In a security advisory ownCloud urged users today to enable multi-factor authentication to block attackers using compromised credentials from stealing data across its more than 200 million users worldwide.
KEY FACTS
- Incident Credential theft used to access self-hosted file sharing instances
- Scope ownCloud has more than 200 million users worldwide
- Cause Credentials taken from employee devices by infostealer malware
- Recommended actions Enable MFA, reset passwords, invalidate sessions
The advisory says the ownCloud platform itself was not hacked or breached and that no zero-day exploits or platform vulnerabilities were involved.

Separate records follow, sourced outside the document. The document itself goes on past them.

PR #13035, opened 2026-03-15
fix(types): handle missing canPreventDefault in EventListenerCallback generic

YevheniiKotyrlo:
## Problem

When downstream consumers wrap react-navigation navigators and tsc emits `.d.ts`, `EventListenerCallback`'s 3rd generic parameter resolves to `unknown` for events that don't declare `canPreventDefault`. This `unknown` violates the `extends boolean | undefined` constraint, producing TS2344 for any consumer with `skipLibCheck: false`.

Repro: https://github.com/YevheniiKotyrlo/repro-navigation-canpreventdefault-direct ([CI](https://github.com/YevheniiKotyrlo/repro-navigation-canpreventdefault-direct/actions/runs/23257409850/job/67616198044))

## Fix

Two changes to `EventListenerCallback` in `packages/core/src/types.tsx`:

1. **Remove the constraint** on `EventCanPreventDefault` — allows `unknown` (from expanded generics) without TS2344
2. **Flip the conditional** from `undefined extends EventCanPreventDefault ? false : EventCanPreventDefault` to `EventCanPreventDefault extends true ? true : false` — always produces `boolean`, satisfying `EventArg`'s constraint

The behavior is identical: only events with `canPreventDefault: true` (like `beforeRemove`) get `preventDefault()`. All others resolve to `false`.

1 file, +2/−4 lines. Zero runtime changes.

### DIFF
--- a/packages/core/src/types.tsx
+++ b/packages/core/src/types.tsx
@@ -220,13 +220,11 @@ export type EventArg<
 export type EventListenerCallback<
   EventMap extends EventMapBase,
   EventName extends keyof EventMap,
-  EventCanPreventDefault extends
-    | boolean
-    | undefined = EventMap[EventName]['canPreventDefault'],
+  EventCanPreventDefault = EventMap[EventName]['canPreventDefault'],
 > = (
   e: EventArg<
     EventName,
-    undefined extends EventCanPreventDefault ? false : EventCanPreventDefault,
+    EventCanPreventDefault extends true ? true : false,
     EventMap[EventName]['data']
   >
 ) => void;


satya164:
Can you provide a repro showing the issue?

YevheniiKotyrlo:
Repro: https://github.com/YevheniiKotyrlo/repro-react-navigation-canpreventdefault ([CI run](https://github.com/YevheniiKotyrlo/repro-react-navigation-canpreventdefault/actions/runs/23198335034))

```bash
npm install --legacy-peer-deps
npm run check          # 23 TS2344 errors
npm run check:fixed    # 0 errors
```

`repro.ts` uses the exact generic arguments from expo-router's emitted [StackClient.d.ts](https://unpkg.com/expo-router@55.0.3/build/layouts/StackClient.d.ts). `repro-fixed.ts` is identical but with `undefined` instead of `unknown` — that's the entire fix.

### Root cause

Events like `focus` in `EventMapCore` are `{ data: undefined }` with no `canPreventDefault`. When tsc expands `EventMap[EventName]['canPreventDefault']` on the concrete type during `.d.ts` emission, the missing property resolves to `unknown` (not through the `EventMapBase` constraint). This violates `EventCanPreventDefault extends boolean | undefined` → TS2344 for any downstream consumer with `skipLibCheck: false`.

### Runtime parity

I verified that all 23 events are emitted at runtime without `canPreventDefault` — the type annotation matches the actual behavior:

| Package | Non-preventable events | Runtime emission |
|---------|----------------------|------------------|
| core | `focus`, `blur`, `state` | [`useFocusEvents.tsx`](https://github.com/react-navigation/react-navigation/blob/main/packages/core/src/useFocusEvents.tsx), [`useNavigationBuilder.tsx`](https://github.com/react-navigation/react-navigation/blob/main/packages/core/src/useNavigationBuilder.tsx#L880) |
| native-stack | `transitionStart`, `transitionEnd`, `gestureCancel`, `sheetDetentChange` | [`NativeStackView.native.tsx`](https://github.com/react-navigation/react-navigation/blob/main/packages/native-stack/src/views/NativeStackView.native.tsx#L499) |
| bottom-tabs | `tabLongPress`, `transitionStart`, `transitionEnd` | [`BottomTabBar.tsx`](https://github.com/react-navigation/react-navigation/blob/main/packages/bottom-tabs/src/views/BottomTabBar.tsx#L422), [`BottomTabViewCustom.tsx`](https://github.com/react-navigation/react-navigation/blob/main/packages/bottom-tabs/src/views/BottomTabViewCustom.tsx#L137) |
| stack | `transitionStart`, `transitionEnd`, `gestureStart`, `gestureEnd`, `gestureCancel` | [`StackView.tsx`](https://github.com/react-navigation/react-navigation/blob/main/packages/stack/src/views/Stack/StackView.tsx#L445) |
| drawer | `transitionStart`, `transitionEnd`, `gestureStart`, `gestureEnd`, `gestureCancel` | [`DrawerView.tsx`](https://github.com/react-navigation/react-navigation/blob/main/packages/drawer/src/views/DrawerView.tsx#L127) |
| material-top-tabs | `tabLongPress`, `swipeStart`, `swipeEnd` | [`MaterialTopTabBar.tsx`](https://github.com/react-navigation/react-navigation/blob/main/packages/material-top-tabs/src/views/MaterialTopTabBar.tsx#L220), [`MaterialTopTabView.tsx`](https://github.com/react-navigation/react-navigation/blob/main/packages/material-top-tabs/src/views/MaterialTopTabView.tsx#L96) |

None of these `emit()` calls pass `canPreventDefault`. The 4 events that do — `beforeRemove`, `tabPress`, `drawerItemPress` — already have `canPreventDefault: true` in their type definitions and are unaffected by this PR.

The guard is in [`useEventEmitter.tsx`](https://github.com/react-navigation/react-navigation/blob/main/packages/core/src/useEventEmitter.tsx#L95) — `preventDefault()` is only attached when `canPreventDefault` is truthy.

### Scope

I expanded the PR from 3 to 6 packages to cover all affected events. 6 files, +44/−23, zero runtime changes. All quality gates pass.

satya164:
Please share a demo using react navigation from npm with a practical example, not a replication of the types. Otherwise it makes hard to understand where the issue is and whether the fix makes sense.

YevheniiKotyrlo:
Here's a practical repro — a minimal Expo project using expo-router from npm: https://github.com/YevheniiKotyrlo/repro-navigation-canpreventdefault

```bash
npm install --legacy-peer-deps
npm run check    # 64 TS2344 errors
```

The app is just a root layout with `<Stack />` and a home screen — standard expo-router setup. The only tsconfig change is `skipLibCheck: false`.

CI output: [tsc --noEmit (skipLibCheck: false)](https://github.com/YevheniiKotyrlo/repro-navigation-canpreventdefault/actions/runs/23239242377/job/67551062853#step:5:1) — 64 TS2344 errors from expo-router's bundled `StackClient.d.ts` (28) and `TabsClient.d.ts` (36), where tsc baked `unknown` into `EventListenerCallback`'s 3rd parameter for events that don't declare `canPreventDefault`.

satya164:
Please provide a repro that uses react navigation API directly with the minimal code required to reproduce the issue. I don't know the code of expo-router and how it's using it/

YevheniiKotyrlo:
Here's a repro using `@react-navigation/native-stack` directly: https://github.com/YevheniiKotyrlo/repro-navigation-canpreventdefault-direct ([CI](https://github.com/YevheniiKotyrlo/repro-navigation-canpreventdefault-direct/actions/runs/23257409850/job/67616198044))

```bash
npm install --legacy-peer-deps
npm run repro
```

`wrap-navigator.ts` calls `createNativeStackNavigator()` and wraps the navigator in `forwardRef` with `Omit<ComponentProps<T>, 'children'>` — same pattern expo-router's `withLayoutContext` uses. When tsc emits `.d.ts` for this wrapper, `EventListenerCallback`'s default 3rd parameter resolves to `unknown` for events that don't declare `canPreventDefault`. You can see 15 occurrences of `unknown` in the emitted `dist/wrap-navigator.d.ts`.

To be transparent: the `unknown` doesn't affect developer-visible types in IDE or at call sites. The conditional in `EventListenerCallback` — `undefined extends EventCanPreventDefault ? false : EventCanPreventDefault` — evaluates to `false` regardless of whether `EventCanPreventDefault` is `unknown` or `undefined`, so `EventArg`'s shape is the same either way. The issue is strictly that `unknown` violates the `extends boolean | undefined` constraint in emitted `.d.ts`, producing TS2344 for consumers with `skipLibCheck: false`.

That said, the emitted `unknown` is semantically wrong — `beforeRemove` correctly declares `canPreventDefault: true` and emits `true`, so the other events should emit `undefined` (not preventable), not `unknown` (unspecified). Adding `canPreventDefault?: undefined` makes all events explicitly declare their preventability, which is what `EventMapBase`'s contract (`canPreventDefault?: boolean`) intends.

satya164:
Thanks for the repro.

From the repro, it seems like an issue with the way Expo Router wraps React Navigation Navigators and not a bug in React Navigation itself. We use generics for type inference in many places, so it'd be ideal to wrap it in a way that doesn't change the actual types.

The type changes don't represent actual code as this property will never be present, and adds unnecessary noise and verbosity, so I'm not willing to make such a change.

YevheniiKotyrlo:
Took a different approach based on your feedback. Instead of annotating every event, the fix is now a 2-line change to `EventListenerCallback`'s generic — removes the constraint on the 3rd parameter and flips the conditional so it always resolves to `boolean`.

No event types are touched. The behavior is identical: only `canPreventDefault: true` events get `preventDefault()`.

satya164:
Since Expo has forked React Navigation codebase (https://github.com/expo/expo/pull/44176), I'm closing this as such changes won't be propagated to Expo Router.

Issue #12583, opened 2025-05-06
Accessibility bug when using a Stack with animation on web


mathias-berg:
### Current behavior

When using a stack I would expect only the top most screen in the stack to be visible in the accessibility tree.
And it is, as long as you don't add an animation in `screenOptions` of the stack or `options` for the screen.

For this very simple set up with two screens (Home Screen and Details Screen) it looks like this when on the Details Screen:
<img width="851" alt="Image" src="https://github.com/user-attachments/assets/2bde810f-3e9b-4a1d-8f3d-3090510cf77d" />

But as soon as I add animation, the previous screen will be listed in the accessibility tree.
<img width="915" alt="Image" src="https://github.com/user-attachments/assets/30fc1152-d2cc-43d7-a3e5-908077c0c3c3" />

As you see in the image above the `main` element of the previous screen (Home Screen) is exposed and accessible from a screen reader and if you use the keyboard to tab to a focusable element. 

There is also an warning in the console related to this:
<img width="1262" alt="Image" src="https://github.com/user-attachments/assets/2c15fb41-a07a-4e68-ba10-75043306f5e3" />

### Expected behavior

The expected behaviour is that it should work the same way regardless if the animation is set or not.
The previous screen should not be accessible to a screen reader or you should not be able to keyboard tab to the previous screen.

A side note is that is also the same if I change the `headerMode` to `float`, then the previous header is also accessible from the current screen which it should not be.

This behaviour is not really reproducible on Snack. The previous screen is visible in the accessibility tree for a short moment and then is goes away. Why I don't know, but I will add a small repo that you can test this on and also the Snack link.
https://snack.expo.dev/@fyranollfyra/accessibility-bug

This behaviour started on version `7.2.1`, `7.2.0` works fine. Not sure if the console warning was there on `7.2.1`, but it is at the latest version tested at least.

### Reproduction

https://github.com/mathias-berg/react-navigation-a11y-bug

### Platform

- [ ] Android
- [ ] iOS
- [x] Web
- [ ] Windows
- [ ] MacOS

### Packages

- [ ] @react-navigation/bottom-tabs
- [ ] @react-navigation/drawer
- [ ] @react-navigation/material-top-tabs
- [x] @react-navigation/stack
- [ ] @react-navigation/native-stack
- [ ] react-native-drawer-layout
- [ ] react-native-tab-view

### Environment

- [x] I've removed the packages that I don't use

| package                                | version |
| -------------------------------------- | ------- |
[...]

PR #13038, opened 2026-03-18
fix: improve aria-hidden handling during stack animations

ihabshea:
**Motivation**

Fixes https://github.com/react-navigation/react-navigation/issues/12583

When stack animations are enabled on web, non-focused screens remain reachable via keyboard Tab navigation. The existing `aria-hidden={!focused}` hides screens from screen readers but doesn't prevent keyboard focus on focusable elements (buttons, links, etc.).

Without animations, `visibility: hidden` is applied to non-focused screens, which blocks both screen reader access and keyboard focus. But with animations enabled, `visibility` stays `visible` (needed for the animation to render), so keyboard focus leaks through to the previous screen.

This adds the `inert` attribute to non-focused screens, which blocks both screen reader access and keyboard focus — matching the behavior that `visibility: hidden` already provides when animations are disabled.

**Test plan**

- Added unit tests for `CardA11yWrapper` verifying `aria-hidden` behavior on focused and unfocused screens
- All existing tests pass (`yarn test packages/stack/` — 36 tests, 5 suites)
- Lint, typecheck, and commitlint all pass
- The `inert` attribute is a web DOM feature that can be verified by inspecting elements in browser DevTools during stack transitions

### DIFF
--- a/packages/stack/src/views/Stack/CardA11yWrapper.tsx
+++ b/packages/stack/src/views/Stack/CardA11yWrapper.tsx
@@ -27,6 +27,11 @@ export const CardA11yWrapper = React.forwardRef(
     return (
       <View
         aria-hidden={!focused}
+        // On web, aria-hidden alone doesn't prevent keyboard Tab navigation
+        // to focusable elements. The inert attribute blocks both screen reader
+        // access and keyboard focus, which is needed when animations keep the
+        // screen visible in the DOM.
+        inert={!focused || undefined}
         style={[
           StyleSheet.absoluteFill,
           {
--- a/packages/stack/src/views/Stack/__tests__/CardA11yWrapper.test.tsx
+++ b/packages/stack/src/views/Stack/__tests__/CardA11yWrapper.test.tsx
@@ -1,0 +1,74 @@
+import 'react-native-gesture-handler/jestSetup';
+
+import { expect, jest, test } from '@jest/globals';
+import { Text } from '@react-navigation/elements';
+import { NavigationContainer } from '@react-navigation/native';
+import { act, fireEvent, render } from '@testing-library/react-native';
+import { Button, View } from 'react-native';
+
+import { createStackNavigator, type StackScreenProps } from '../../../index';
+
+type StackParamList = {
+  A: undefined;
+  B: undefined;
+};
+
+jest.useFakeTimers();
+
+function findA11yWrapper(element: any) {
+  let node = element.parent;
+  while (node && node.props['aria-hidden'] === undefined) {
+    node = node.parent;
+  }
+  return node;
+}
+
+test('focused screen is not aria-hidden', () => {
+  const Stack = createStackNavigator<StackParamList>();
+
+  const { getByText } = render(
+    <NavigationContainer>
+      <Stack.Navigator>
+        <Stack.Screen name="A">{() => <Text>Screen A</Text>}</Stack.Screen>
+        <Stack.Screen name="B">{() => <Text>Screen B</Text>}</Stack.Screen>
+      </Stack.Navigator>
+    </NavigationContainer>
+  );
+
+  const wrapper = findA11yWrapper(getByText('Screen A'));
+
+  expect(wrapper).not.toBeNull();
+  expect(wrapper!.props['aria-hidden']).toBe(false);
+});
+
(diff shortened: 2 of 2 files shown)


satya164:
Thanks for the PR. Can you provide more details on why is it a problem? What do you mean by "abruptly lose context"? Animations are just visuals and shouldn't have any more context than what was already on the screen when it was focused.

I need a practical example to understand the problem.

ihabshea:
This PR addresses #12583 — when stack animations are enabled on web, previous screens remain visible in the accessibility tree because `aria-hidden` is determined solely by focus state. The fix uses the `closing` state to properly hide screens that are animating out.

satya164:
> when stack animations are enabled on web, previous screens remain visible in the accessibility tree because aria-hidden is determined solely by focus state. The fix uses the closing state to properly hide screens that are animating out

that doesn't make sense. screens that are closing aren't focused anymore - so checking for focus should already cover this. screens that are closing also get removed from DOM after the animation ends so they won't stay in a11y tree. the linked issue also demonstrates the opposite, where a screen is pushed, whereas `closing` is `true` when a screen is popped.

also, the code sets `isA11yHidden = !focused && (!animated || closing)`, which means a screen is hidden if it's not focused **and** either not animated or closing. so it will never set `aria-hidden` for unfocused screens, which are animated, so they will stay in a11y tree.

ihabshea:
@satya164 you're right — the `closing` approach was wrong. I dug deeper into the root cause.

The issue is that `aria-hidden` doesn't prevent keyboard Tab navigation. When animations are disabled, `visibility: hidden` is applied to non-focused screens, which blocks both screen reader access *and* keyboard focus. But when animations are enabled, `visibility` stays `visible` (so the animation can render), and `aria-hidden` alone only hides from screen readers — focusable elements like buttons and links on the previous screen are still reachable via Tab.

I've reworked the fix to add the `inert` attribute to non-focused screens instead. `inert` blocks both screen reader access and keyboard focus, matching what `visibility: hidden` already provides when animations are off. The change is now just a single line addition to `CardA11yWrapper` with no changes needed to `CardContainer`.

satya164:
`inert` is already used on main branch.

https://github.com/react-navigation/react-navigation/blob/a4078f1cb406fea7da4607ad70ac078484eeba9c/packages/stack/src/views/Stack/CardStack.tsx#L708

ihabshea:
You're right, I missed that `ActivityView` already handles `inert` via the `Container` component. My change in `CardA11yWrapper` is redundant.

Looking at the actual flow, I think the issue is in how `activityMode` is determined in `CardStack.tsx`. During a push animation, the previous screen gets `activityMode: 'normal'` because `isFocusing` is true for it (line 678-682 — it's true when the next screen is in `openingRouteKeys`). So the previous screen stays fully interactive and accessible throughout the transition, and only becomes `'inert'` after the animation completes.

Would the right approach be to separate the interactivity concern from `isFocusing`? The previous screen needs to render normally for the animation to look right, but it shouldn't be accessible to keyboard/screen readers during the transition. Or is there a better way to handle this that I'm not seeing?

satya164:
What's the exact issue that you're trying to fix?

ihabshea:
The issue is #12583. On web, when a stack screen with animations is pushed, the previous screen's focusable elements (buttons, links) remain reachable via keyboard Tab. The reporter has a repro repo here: https://github.com/mathias-berg/react-navigation-a11y-bug

The issue started in v7.2.1 — on v7.2.0 the previous screen is properly hidden from both screen readers and keyboard navigation after a push.

satya164:
> On web, when a stack screen with animations is pushed, the previous screen's focusable elements (buttons, links) remain reachable via keyboard Tab
> During a push animation, the previous screen gets activityMode: 'normal' because isFocusing is true for it (line 678-682 — it's true when the next screen is in openingRouteKeys). So the previous screen stays fully interactive and accessible throughout the transition, and only becomes 'inert' after the animation completes.

In a practical case, `isFocusing` also means `focused` will be `true` as the screen which is animating in is the same as focused screen. So far the changes have been unrelated.

So if you're trying to fix the bug, please test it properly and post a video showing the previous and current behavior.

satya164:
Closing due to inactivity and as the change doesn't actually do what it says it does.

PR #682, opened 2024-09-10
fix logic for post weight pop up

micahwoodard:
  
### Describe changes:
- better logic for determining if a session has been run and if the weight of mouse has still not been entered
[#615](https://github.com/AllenNeuralDynamics/aind-behavior-blog/issues/615)
- [ ] 446


micahwoodard:
@alexpiet  It seems like after you hit save , the UI is assuming the [next start click will be a new session](https://github.com/AllenNeuralDynamics/dynamic-foraging-task/blob/54d502e89323458a95297803dd3111d37041a666/src/foraging_gui/Foraging.py#L2501C13-L2507C39)? Is that right, and if so, should we check if the post weight has been entered in the case start is pressed after save?

alexpiet:
@micahwoodard This is one of the places where the logic in the code is very messy.

After `_Save()` has run with `SaveContinue==0`, if a user presses `Start` then a new session is started. 

I think we want to check for post weight in the case where (1) trials have been run (this session wasn't loaded from file), and (2) the user presses close/quit, or load (to load a new mouse), or Start (to start a new session).

src/foraging_gui/Foraging.py
```diff
@@ -3103,13 +3105,19 @@ def _Clear(self):
         if self.unsaved_data:
             reply = QMessageBox.critical(self,
                 'Box {}, Clear parameters:'.format(self.box_letter),
-                'Unsaved data exists! Do you want to clear training parameters?',
+                'Unsaved data exists!  n `  training parameters?',
```
alexpiet, line 3108: What is going on here with line 3108?

alexpiet (approved):
I think you accidentally deleted one message on line 3108, but looks good other than that

micahwoodard:
I've made changes for behavior when loading in a mouse.

alexpiet (approved):

PR #694, opened 2024-09-20
Ensures project name is always set even if its not in the schedule

alexpiet:
  
### Describe changes:
Fixes a small bug where `project_name` is not set in the manifest if its not on the schedule. The default `Behavior Platform` was correctly set in the metadata, but not the upload manifest. 

none

none

- [ ] tested in 447

### DIFF
--- a/src/foraging_gui/Foraging.py
+++ b/src/foraging_gui/Foraging.py
@@ -3784,6 +3784,8 @@ class Window(QMainWindow):
                     logging.info('Setting Project name: {}'.format(project_name))
                     add_default = False
             if add_default:
+                project_name = 'Behavior Platform'
+                logging.info('Setting Project name: {}'.format('Behavior Platform'))
                 projects = [self.Metadata_dialog.ProjectName.itemText(i)
                             for i in range(self.Metadata_dialog.ProjectName.count())]
                 index = np.where(np.array(projects) == 'Behavior Platform')[0]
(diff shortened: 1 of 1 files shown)


alexpiet:
@XX-Yin @hanhou @micahwoodard This is ready for review

XX-Yin (approved):

src/foraging_gui/Foraging.py
```diff
@@ -3784,14 +3784,15 @@ def _Start(self):
                     logging.info('Setting Project name: {}'.format(project_name))
                     add_default = False
```
micahwoodard, line 3785: This add default logic seems a little convoluted to me but it could be I'm just not familiar with the code.  It seems like you could achieve something similar like this:

```
schedule_info= self._GetInfoFromSchedule(mouse_id, 'Project Name')
project_name = schedule_info if schedule_info is not None else 'Behavior Platform'
projects = [self.Metadata_dialog.ProjectName.itemText(i)
                            for i in range(self.Metadata_dialog.ProjectName.count())]
index = np.where(np.array(projects) == project_name)[0]
if len(index) > 0:
  index = index[0]
  self.Metadata_dialog.ProjectName.setCurrentIndex(index)
   self.Metadata_dialog._show_project_info()
  logging.info('Setting Project name: {}'.format(project_name))
else:
  project_info = {
                        'Funding Institution': ['Allen Institute'],
                        'Grant Number': ['nan'],
                        'Investigators': ['Jeremiah Cohen'],
                        'Fundee': ['nan'],
                    }
  self.Metadata_dialog.project_info = project_info
  self.Metadata_dialog.ProjectName.addItems([project_name])
  logging.info('Setting Project name: {}'.format(project_name))
```
Maybe not worth the effort though to simplify this logic if it's just for a small bug fix.

micahwoodard (commented):
Suggestion of simplified logic if I understand the functionality correctly. But as a quick bug fix looks good to me.

PR #695, opened 2024-09-20
Feat 595 slims waterlog

micahwoodard:
  
### Describe changes:
- gui will write waterlogs to slims when user enters post weight and clicks save
- [#595](https://github.com/AllenNeuralDynamics/aind-behavior-blog/issues/595)
- None
- environment variables need to have SLIMS_PASSWORD and SLIMS_USERNAME (handeled by SIPE). 

- [ ] 446


micahwoodard:
There is some messiness associated with adding a mouse that is not found in slims. I was assuming that adding mice using the api will be temporary, which is why I thought it would be okay to reference the schedule and have pop up windows within the AddWaterlog function that will be removed later. Let me know if this is not the case, and I can rework the logic.

src/foraging_gui/Foraging.py
```diff
@@ -1216,6 +1223,105 @@ def _GetSettings(self):
...
+        '''
+        try:
+            self.slims_client = SlimsClient(username=os.environ['SLIMS_USERNAME'],
+                                            password=os.environ['SLIMS_PASSWORD'])
+        except KeyError:
+            raise KeyError('SLIMS_USERNAME and SLIMS_PASSWORD do not exist as '
+                         'environment variables on machine. Please add')
+
+        try:
+            self.slims_client.fetch_model(models.SlimsMouseContent, barcode='00000000')
```
alexpiet, line 1238: It looks like the logic here is you try to check SLIMS for mouse "0000000". If you get an exception saying "no record found" then you assume that means you connected to slims. If you get some other error, then you assume its a connection issue. 

Does the SLIMS API have a better way to check the connection? 

If fetch fails for other reasons (like the SLIMS server is down). Then the error message is a little confusing. I would say something like. "Exception trying to read from Slims: {e}.\n This may be due to credential errors. ..."

src/foraging_gui/Foraging.py
```diff
@@ -1216,6 +1223,105 @@ def _GetSettings(self):
...
+        '''
+
+        try:    # try and find mouse
+            mouse = self.slims_client.fetch_model(models.SlimsMouseContent, barcode=session.subject_id)
+        except Exception as e:
+            if str(e) == 'No record found.':    # if no mouse found or validation errors on mouse
+                # check schedule to make sure enough information is known about mouse to create model in slims
+                if not pd.isnull((curr_st := self._GetInfoFromSchedule(session.subject_id, 'Current State'))) \
+                        and not pd.isnull((point_of_contact := self._GetInfoFromSchedule(session.subject_id, 'PI'))):
+                    model = models.SlimsMouseContent(barcode=session.subject_id,
```
alexpiet, line 1263: Add a logging error here
logging.error('Mouse not in SLIMS, creating new entry....')

src/foraging_gui/Foraging.py
```diff
@@ -1216,6 +1223,105 @@ def _GetSettings(self):
...
+                    logging.error(f'Mouse {session.subject_id} does not exist in Slims, and schedule does not contain '
+                                  f'enough information to add mouse. Waterlog needs to be added manually to Slims')
+                    QMessageBox.critical(self,
+                                         'Adding Waterlog',
+                                         f'Mouse {session.subject_id} does not exist in Slims, and schedule does not contain '
+                                         f'enough information to add mouse. Waterlog needs to be added manually to Slims',
+                                         QMessageBox.Ok)
+                    return
+            else:
+                raise e
```
alexpiet, line 1293: I would add logging.info statements to all the steps of this logic tree. Its super messy, so lets leave a paper trail. I understand that adding the mouse is temporary

src/foraging_gui/Foraging.py
```diff
@@ -1216,6 +1223,105 @@ def _GetSettings(self):
...
+            test_pk=self.slims_client.fetch_pk("Test", test_name="test_waterlog"))
+
+        # check if mouse already has waterlog for at session time and if, so update model
+        waterlogs = self.slims_client.fetch_models(models.SlimsWaterlogResult, mouse_pk=mouse.pk)
+        if waterlogs != [] and waterlogs[0].date.strftime("%Y-%m-%d %H:%M:%S") == \
+                session.session_start_time.astimezone(timezone.utc).strftime("%Y-%m-%d %H:%M:%S"):
+            model.pk = waterlogs[0].pk
+            self.slims_client.update_model(model=model)
+        else:
+            self.slims_client.add_model(model)
```
alexpiet, line 1324: just add more logging.info statements through here to help with future debugging

src/foraging_gui/Foraging.py
micahwoodard: Yeah that makes sense I'll ask Patrick if there is a better way to tell if the credentials are incorrect

src/foraging_gui/Foraging.py
```diff
@@ -241,6 +247,7 @@ def connectSignalsSlots(self):
         self.actionConnectBonsai.triggered.connect(self._ConnectBonsai)
         self.actionReconnect_bonsai.triggered.connect(self._ReconnectBonsai)
         self.Load.clicked.connect(self._OpenLast)
+        self.Save.setCheckable(True)
```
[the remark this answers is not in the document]
micahwoodard: It allows the Save button to be set to checked when pressed by a user. I needed the save button to be checkable so I could tell if the _Save function was called by a user pressing the save button (Save.isChecked() == True) or if it was called by somewhere else in the code. I think some of the other buttons like Start are set checkable somewhere in the ui files since Start.isChecked() is used throughout the code, but I'm assuming the Save button is not because I couldn't get it to stay checked without adding this line.

alexpiet (approved):

alexpiet:
@micahwoodard If a computer doesn't have the SLIMS credentials, then the GUI will raise an error. I therefore think we shouldn't merge this in until we know the environment credentials have been set. Does that make sense?

micahwoodard:
Yeah that makes perfect sense to me. I'll hold off on merging this until Jessy finishes adding environment variables

alexpiet:
Merging because SLIMS credentials are set up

Attackers obtained user credentials via infostealer malware such as RedLine, Lumma, and Vidar and then used those credentials to log in to accounts that did not have multi-factor authentication enabled (January 5 report by Hudson Rock).
ownCloud advised administrators to enable MFA immediately, reset all user passwords, invalidate active sessions to force re-authentication, and review access logs for suspicious logins.
Threat actor Zestix has offered corporate data that appears to be stolen from dozens of companies after breaches of ShareFile, Nextcloud, and ownCloud instances. Thousands of infected computers were identified, including systems on the networks of several high-profile organizations.
WHY IT MATTERS
Enabling multi-factor authentication can block account takeover when credentials are compromised. Immediate resets and session invalidation reduce the risk of ongoing unauthorized access to corporate file shares.